On Sep 25, 2012, at 4:37 PM, Andrew Otto otto@wikimedia.org wrote:
As discussed in the TechOps meeting yesterday, the Analytics team is evaluating two different Hadoop distributions for the batch processing layer of the Kraken cluster: Cloudera Hadoop 4 (CDH4) and Datastax Enterprise (DSE). I'm going to try to describe from a very high level why we think DSE is purrrrrty cool, and why CDH4 sounds like a relative headache. I'll then ask the questions we hope to answer soon.
[snip]
Most of this has already been said, so I'll keep it short now: Using Free and Open Source Software is an important part of what we do. There are many cases of open source software in use in our cluster with non-free "Enterprise" versions out there, with more and sometimes arguably better features than in the "open (source) core" versions. We generally don't use those non-free versions, especially not when it's a conscious decision made as a team. Even purely on a technical level, I don't think we've ever regretted those decisions, whereas we're constantly trying to move away from the few exceptions that have slipped through the cracks in the past.

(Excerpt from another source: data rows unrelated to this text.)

PR #43, opened 2025-05-09
Update preference management

allison-truhlar:
@krokicki @neomorphic 
This PR is now ready for review. I can wait to fully merge it until I integrate the build changes from Jody.

The main change is adding the construction of the "uber map" in `FileBrowserContext.tsx` and updating the preference management to store hash keys. The format for these keys is the same as in the "uber map" for zones (`zone_{fsp.zone}`) and FSPs (`fsp_{fsp.name}`). The folder preference key format is `folder_{fsp.name}_{folder.path}`. In addition to being used to access zones and fsps for the favorites, the "uber map" is now also used for populating the `ZoneBrowser`.

I also updated some types/types names in `shared.types.ts`, most notably `File` to `FileOrFolder`, since that's a more accurate description and also avoids the error that would sometimes occur if I forgot to import the `File` type, and the built-in JS interface `File` would be assigned as the type.


src/contexts/ZoneBrowserContext.tsx
```diff
@@ -34,77 +38,103 @@ export const ZoneBrowserContextProvider = ({
...
-      // Sort the items within each zone alphabetically by name
-      Object.keys(unsortedPaths).forEach(zone => {
-        unsortedPaths[zone].sort((a, b) => a.name.localeCompare(b.name));
+  async function updateZonesAndFileSharePathsMap() {
+    let rawData: { paths: FileSharePath[] } = { paths: [] };
+    try {
+      rawData = await getZones();
+      const newZonesAndFileSharePathsMap: Record<string, FileSharePath | Zone> =
+        {};
+      rawData.paths.forEach(item => {
```
krokicki, line 107: I would move this for-loop logic along with line 105 into `createZonesAndFileSharePathsMap`, or just make these a single function. Splitting the functionality here makes it harder to reason about the purpose and functionality of`createZonesAndFileSharePathsMap`.

src/contexts/ZoneBrowserContext.tsx
```diff
@@ -34,77 +38,103 @@ export const ZoneBrowserContextProvider = ({
...
+    // If the zone doesn't exist in the map, create it
+    if (!newZonesAndFileSharePathsMap[`zone_${item.zone}`]) {
+      newZonesAndFileSharePathsMap[`zone_${item.zone}`] = {
+        name: item.zone,
+        fileSharePaths: []
+      } as Zone;
+    }
+    // If/once zone exists, check if file share path exists in the zone
+    // And update zone accordingly
+    if (newZonesAndFileSharePathsMap[`zone_${item.zone}`]) {
```
krokicki, line 81: Unless I'm misunderstanding something, this check should not be necessary, because the key is guaranteed to exist due to the code above.

src/contexts/ZoneBrowserContext.tsx
```diff
@@ -34,77 +38,103 @@ export const ZoneBrowserContextProvider = ({
...
-        if (!unsortedPaths[item.zone]) {
-          unsortedPaths[item.zone] = [];
-        }
+  function createZonesAndFileSharePathsMap(
+    newZonesAndFileSharePathsMap: ZonesAndFileSharePathsMap,
+    item: FileSharePath
+  ) {
+    // Zones first
+    // If the zone doesn't exist in the map, create it
+    if (!newZonesAndFileSharePathsMap[`zone_${item.zone}`]) {
```
krokicki, line 73: It might be a good idea to have reusable utility functions which encode data into map keys, e.g.:
* zone name -> "zone_{zone name}"
* fsp name -> "fsp_{fsp name}"
These functions can then be reused when reading preferences and looking things up in this map. The benefit of making them functions is that if the logic for creating keys ever changes, it can be updated in a single place instead of having to search through the entire codebase. 
Also, you could call the function once and save the key into a variable, instead of recreating it every time it's needed.

src/contexts/ZoneBrowserContext.tsx
```diff
@@ -34,77 +38,103 @@ export const ZoneBrowserContextProvider = ({
...
+      } as Zone;
+    }
+    // If/once zone exists, check if file share path exists in the zone
+    // And update zone accordingly
+    if (newZonesAndFileSharePathsMap[`zone_${item.zone}`]) {
+      const existingZone = newZonesAndFileSharePathsMap[
+        `zone_${item.zone}`
+      ] as Zone;
+      if (
+        !existingZone.fileSharePaths.some(
```
krokicki, line 86: I'm not sure if this check is necessary either. The backend should not return duplicate records for paths.

src/contexts/ZoneBrowserContext.tsx
```diff
@@ -34,77 +38,103 @@ export const ZoneBrowserContextProvider = ({
...
+          (existingItem: FileSharePath) => existingItem.name === item.name
+        )
+      ) {
+        existingZone.fileSharePaths.push(item);
+        newZonesAndFileSharePathsMap[`zone_${item.zone}`] = existingZone;
```
krokicki, line 91: You don't need to put the zone back into the map. It should already be updated based on the previous line.

src/contexts/ZoneBrowserContext.tsx
```diff
@@ -34,77 +38,103 @@ export const ZoneBrowserContextProvider = ({
...
-        console.error('An unknown error occurred');
+        console.error('An unknown error occurred when fetching zones');
       }
     }
   }
+
+  // When app first loads, fetch file share paths
+  // and create a map of zones and file share paths
+  React.useEffect(() => {
+    if (Object.keys(zonesAndFileSharePathsMap).length === 0) {
```
krokicki, line 124: Not sure I understand the purpose of this `if`. I guess this only loads the data if the map is empty, which means only at the first page load? Wouldn't this prevent new data from being loaded when we navigate between pages or other refresh the view?

krokicki (commented):
Great start! Some of my thoughts below.

src/contexts/ZoneBrowserContext.tsx
allison-truhlar: Fixed in commit abb7774fb4c40b8d71c6474fa2ec0ff344d72913

src/contexts/ZoneBrowserContext.tsx
allison-truhlar: Refactored in commit d591c85b328767be147777109e57afd5ae593e46

src/contexts/ZoneBrowserContext.tsx
allison-truhlar: Fixed in commit d591c85b328767be147777109e57afd5ae593e46

src/contexts/ZoneBrowserContext.tsx
allison-truhlar: Added this utility function in commit d591c85b328767be147777109e57afd5ae593e46

src/contexts/ZoneBrowserContext.tsx
allison-truhlar: Fixed in commit d591c85b328767be147777109e57afd5ae593e46

allison-truhlar:
@krokicki Do the PreferencesContext look on the right track? See commit https://github.com/JaneliaSciComp/fileglancer/pull/43/commits/fafb0a8c4ae07c20f0d7a5392c59091233ad282f

krokicki:
> @krokicki Do the PreferencesContext look on the right track? See commit [fafb0a8](https://github.com/JaneliaSciComp/fileglancer/commit/fafb0a8c4ae07c20f0d7a5392c59091233ad282f)

Much improved! I can't build this PR right now though, there is some kind of build error.

allison-truhlar:
@krokicki The zone favorites should now be working on this branch. I decided to move forward with [saving the zone favorite data](https://github.com/JaneliaSciComp/fileglancer/blob/c6924d1ea130ba74c032ef6e2f96c08ede802a88/src/contexts/PreferencesContext.tsx#L160-L170) in the same format at the [`Zone` type ](https://github.com/JaneliaSciComp/fileglancer/blob/c6924d1ea130ba74c032ef6e2f96c08ede802a88/src/shared.types.ts#L23)used in the "uber" map, as opposed to the format we previously discussed: `{type: zone, name: fsp.name}`. The reason being I thought this would reduce the number of different states to keep track of. If we used the favorite-specific format, then I thought I would need to save these abbreviated data in a separate state to check whether a specific entry exists when updating the favorites, as well as separate state that stores the zones (or FSPs or folders) that gets passed to the components to render the favorites. Does this seem right to you? Is there any downside to saving the whole zone (or FSP) object to preferences, rather than just the abbreviated format?

krokicki:
Hi @allison-truhlar, 

The reason for the expanded format was to make it easier to reconstitute the data. If you only have the key then you have to parse it (i.e. split on underscores). It will work to use the keys, but it introduces fragility and certain limitations. For example, it prevents the use of underscores in the values moving forward.

By the way, I was able to build the branch, but I can't see the file share paths. They seem to load fine in the console, and the zones are displayed, but it seems like they're all empty:

Screenshot 2025-05-16 at 8 37 02 AM

Also, it's still saving the entire object as a preference. The idea was to save as little information as possible, to avoid having data in multiple places that can be desynced, and also for efficiency. 

Screenshot 2025-05-16 at 8 39 07 AM

Here, the preference should just be `{value: ["zone_Abbot", "zone_Beyene"]}`. The rest of the information can be reconstituted when loading the preferences.

krokicki (changes requested):
Not sure if it was the merge, but there are several things broken. I fixed one syntax issue, but there are a few in FavoritesBrowser that I can't resolve (it uses the type `FolderFavorite` which is not defined anywhere). 

These issues are being caught if you run `npm run eslint:check` but for some reason we're not running that in the CI. We should probably enable that and prettier and make a habit of using both before pushing code (or even add a precommit).

PR #3059, opened 2015-10-14
Fixed race condition in Reachability

ejud:
If a reachability update occurs at the right time after calling `-startMonitoring`, the `AFNetworkReachabilityCallback` function can be called before the first-time reachability update is posted. Therefore, a race condition existed that could cause the incorrect reachability status to be reported.

This change works around the issue by tracking whether the callback has yet been invoked, and if so, balking during the first-time reachability update. 

I tested this with an iPhone 6 running iOS 9.0.2, and toggling Airplane Mode during app launch (when we call `-startMonitoring`).

### DIFF
--- a/AFNetworking/AFNetworkReachabilityManager.m
+++ b/AFNetworking/AFNetworkReachabilityManager.m
@@ -188,8 +188,12 @@ static void AFNetworkReachabilityReleaseCallback(const void *info) {
         return;
     }
 
+    __block BOOL receivedReachabilityUpdate = NO;
+
     __weak __typeof(self)weakSelf = self;
     AFNetworkReachabilityStatusBlock callback = ^(AFNetworkReachabilityStatus status) {
+        receivedReachabilityUpdate = YES;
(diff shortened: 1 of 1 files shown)


kcharwood:
Can you think of anyway to test this?

ejud:
I reproduced this with the following steps:
- Create an empty iOS project
- in `application:didFinishLaunchingWithOptions:`, add `sleep(5)` before returning.
- in the main view controller, set up the reachability change callback during `init`, and write changes to a text view and/or the console.
- Launch the app. While it is launching (within the first 5 seconds), use the Control Center to enable Airplane Mode.
- You'll see that the most recent reported reachability status is "reachable", which is incorrect.

For a sample project, see https://github.com/ejud/AFNetworkingEdgeCaseTest

kcharwood:
@ejud  what do you think about #3117?

kcharwood:
I've merged in #3117.

Thanks!

PR #2930, opened 2015-08-31
use OS_OBJECT_USE_OBJC instead of OS_OBJECT_HAVE_OBJC_SUPPORT

canius:
When using cocoapods, we need fix this to avoid compile error.
See http://stackoverflow.com/questions/27267865/strong-dispatch-queue-t-in-cocoapods-library

PR #3065, opened 2015-10-16
Switch to OS_OBJECT_USE_OBJC

kylef:
As per #2930, this won't build for watchOS 2 otherwise.

I know this is fixed for AFNetworking 3 since we dropped older OS supports, I'd suggest we add this for the next patch/maintenance release.

/cc @kcharwood


kcharwood:
:+1:

PR #3075, opened 2015-10-19
about notification center 

coderyi:
about notification center because they use postNotification or addObserver ，so i think when their object is dealloc,they will remove


kcharwood:
`AFNetworkReachabilityManager` does not add it self to the Notification Center, so there is no need to remove it.

PR #3077, opened 2015-10-19
add support for the content-type of text/plain

RolandSung:


kcharwood:
`text/plain` is not always JSON, therefore we can't take this patch. If you have a server that is returning JSON with this content-type, you can add support for it by updating the `acceptableContentTypes` property on the response serializer.

:beers:

PR #3085, opened 2015-10-21
AFNetworkActivityIndicatorManager visibilityDelay property

lubiluk:
A property called visibilityDelay added to
AFNetworkActivityIndicatorManager. It controls the time to wait before
showing the network activity indicator.  This is added to be able to
prevent showing the activity indicator for short periods of time as
suggest iOS Human Interface Guidelines.
https://developer.apple.com/library/ios/documentation/UserExperience/Conceptual/MobileHIG/Controls.html#//apple_ref/doc/uid/TP40006556-CH15-SW44


kcharwood:
Thanks for the PR! We actually avoid flickering by having the indicator remain on the screen a little while longer. You can see the code [here](https://github.com/AFNetworking/AFNetworking/blob/master/UIKit%2BAFNetworking/AFNetworkActivityIndicatorManager.m#L100).

:beers:

PR #3086, opened 2015-10-21
Network activity indicator delay

lubiluk:
When `visibilityDelay` is used then the default delay is not necessary.
This allows greater control over when the indicator should show.

It relates to this pull request: https://github.com/AFNetworking/AFNetworking/pull/3085.
Only this time it turns off the default 0.17 delay when `visibilityDelay` is used.

Please notice that iOS Human Interface Guidelines say that the delay should be “a couple of seconds”.

This changes don’t affect the default behaviour of the class until we intentionally adjust `visibilityDelay`.

### DIFF
--- a/UIKit+AFNetworking/AFNetworkActivityIndicatorManager.h
+++ b/UIKit+AFNetworking/AFNetworkActivityIndicatorManager.h
@@ -57,6 +57,11 @@ NS_EXTENSION_UNAVAILABLE_IOS("Use view controller based solutions where appropri
 @property (readonly, nonatomic, assign) BOOL isNetworkActivityIndicatorVisible;
 
 /**
+ *  A time to wait before showing the network activity indicator. The default value is 0.
+ */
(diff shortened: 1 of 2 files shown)


lubiluk:
Yeah, my bad. Removed. I refactored the code a bit.

kcharwood:
This is interesting. I don't ever actually recall that part of the HIG, but its pretty clear:

>Display the network activity indicator to provide feedback when your app accesses the network for more than a couple of seconds. If the operation finishes sooner than that, you don’t have to show the network activity indicator, because the indicator is likely to disappear before users notice its presence.

I think this is worth pulling in, but I think there are some scenarios that still need to be thought through. I'll take a stab at adding to this in the morning.

Thanks for brining this to my attention!

:beers:

kcharwood:
I'm going to close this one out and direct conversation to #3094. Thanks for putting this together!

PR #3093, opened 2015-10-23
Use a valid version number for framework

tomtaylor:
iTunes Connect checks the framework versions when you upload your app binary. They need to be three non-negative integers, so you can't include `-beta.1` suffixes, for example.


kcharwood:
I'm going to close this one out until we are ready to release 3.0.0 properly.

PR #3094, opened 2015-10-23
A refactored version of #3086 allowing a delayed start to the network activity indicator

kcharwood:
This allows us to support the recommendation from the Apple HIG, which is short requests that last less than a couple of seconds should not trigger the network activity indicator.

Originally brought up in #3086 by @lubiluk 

cc @cnoon @kylef @jshier for review.

### DIFF
--- a/UIKit+AFNetworking/AFNetworkActivityIndicatorManager.m
+++ b/UIKit+AFNetworking/AFNetworkActivityIndicatorManager.m
@@ -24,7 +24,15 @@
 #if TARGET_OS_IOS
 #import "AFURLSessionManager.h"
 
-static NSTimeInterval const kAFNetworkActivityIndicatorInvisibilityDelay = 0.17;
+typedef NS_ENUM(NSInteger, AFNetworkActivityManagerState) {
+    AFNetworkActivityManagerStateNotActive,
+    AFNetworkActivityManagerStateDelayingStart,
+    AFNetworkActivityManagerStateActive,
+    AFNetworkActivityManagerStateDelayingEnd
+};
+
+static NSTimeInterval const kDefaultAFNetworkActivityManagerActivationDelay = 1.0;
+static NSTimeInterval const kDefaultAFNetworkActivityManagerCompletionDelay = 0.17;
 
 static NSURLRequest * AFNetworkRequestFromNotification(NSNotification *notification) {
     if ([[notification object] respondsToSelector:@selector(originalRequest)]) {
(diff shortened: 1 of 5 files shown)


UIKit+AFNetworking/AFNetworkActivityIndicatorManager.m
```diff
@@ -148,6 +169,91 @@ - (void)networkRequestDidFinish:(NSNotification *)notification {
...
+                }
+                break;
+        }
+    }
+}
+
+- (void)startActivationDelayTimer {
+    self.activationDelayTimer = [NSTimer
+                                 timerWithTimeInterval:self.activationDelay target:self selector:@selector(activationDelayTimerFired) userInfo:nil repeats:NO];
+    [[NSRunLoop mainRunLoop] addTimer:self.activationDelayTimer forMode:NSRunLoopCommonModes];
```
cnoon: You probably want to add the timers to the `UITrackingRunLoopMode` mode as well for `iOS` targets. Otherwise you won't get called back when scrolling which is probably not what you want.

UIKit+AFNetworking/AFNetworkActivityIndicatorManager.m
```diff
@@ -24,7 +24,15 @@
...
-static NSTimeInterval const kAFNetworkActivityIndicatorInvisibilityDelay = 0.17;
+typedef NS_ENUM(NSInteger, AFNetworkActivityManagerState) {
+    AFNetworkActivityManagerStateNotActive,
+    AFNetworkActivityManagerStateDelayingStart,
+    AFNetworkActivityManagerStateActive,
+    AFNetworkActivityManagerStateDelayingEnd
+};
+
+static NSTimeInterval const kDefaultAFNetworkActivityManagerActivationDelay = 1.0;
+static NSTimeInterval const kDefaultAFNetworkActivityManagerCompletionDelay = 0.17;
```
cnoon: Based on your original comments in the PR, should the activation delay be `2.0`? Also, where does the `0.17` come from? Seems pretty random to me.

UIKit+AFNetworking/AFNetworkActivityIndicatorManager.m
```diff
@@ -75,28 +86,38 @@ - (instancetype)init {
...
     }
 }
 
-- (BOOL)isNetworkActivityIndicatorVisible {
+- (void)setNetworkingActivityActionWithBlock:(void (^)(BOOL networkActivityIndicatorVisible))block {
+    self.networkActivityActionBlock = block;
+}
+
+- (BOOL)isNetworkActivityOccurring {
     return self.activityCount > 0;
```
cnoon: I think there's a thread-safety issue here. The `activityCount` is being synchronized in all the places where the variable is being written to, but it is not being synchronized where the value is being read. I think this needs to be synchronized as well, otherwise I think we're racing to doom!

cnoon:
Overall I think this looks really good @kcharwood. Once you figure out what you'd like to do with the comments I pointed out, you've got a thumbs up from me. 👍🏼

UIKit+AFNetworking/AFNetworkActivityIndicatorManager.m
kcharwood: That came from @mattt. Its been the value used in this class for all of `AFNetworking`.

Personally, two seconds seems like _forever_ to me. Thoughts on a sane default? It's configurable, so devs can change it to their preference.

UIKit+AFNetworking/AFNetworkActivityIndicatorManager.m
kcharwood: [This](https://github.com/AFNetworking/AFNetworking/blob/master/UIKit%2BAFNetworking/AFNetworkActivityIndicatorManager.m#L112) is how AFN has been setup the whole time. I havent seen any issues caused by it in the past. Think I should still wrap it?

jshier: I think the only issue that could occur with non-synchronized reads is a ±1 inaccuracy. That is, someone reads the value while it's being incremented or decremented, but before the actual value is changed, leading the result to be ±1 from the actual value a moment later. This is probably a very tight race so it may not happen often, or at all. Whether it's worth the cost of `@synchronized` to avoid I couldn't say. For completeness, probably?

UIKit+AFNetworking/AFNetworkActivityIndicatorManager.m
cnoon: I think a delay of 1 second seems sensible. I'm with you that 2 seconds seems like a really long time. I also think the 0.17 completion delay is fine. I was merely curious where that number came from.

UIKit+AFNetworking/AFNetworkActivityIndicatorManager.m
cnoon: I would just add a `@synchronized` around it just to be safe. Shouldn't really have much of any affect on performance in this case.

kcharwood:
Test failing due to unrelated issue. Will address those in another PR.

We only use non-free solutions where there is no realistic, reasonable open source alternative available at all. With Enterprise versions based on existing open source software that's almost never the case, and in this particular case, judging from your comments as well as others, it doesn't seem to apply either. It's perfectly possible to use a fully open source package (Cloudera Hadoop) for your purposes, and thus that's what you should do at Wikimedia.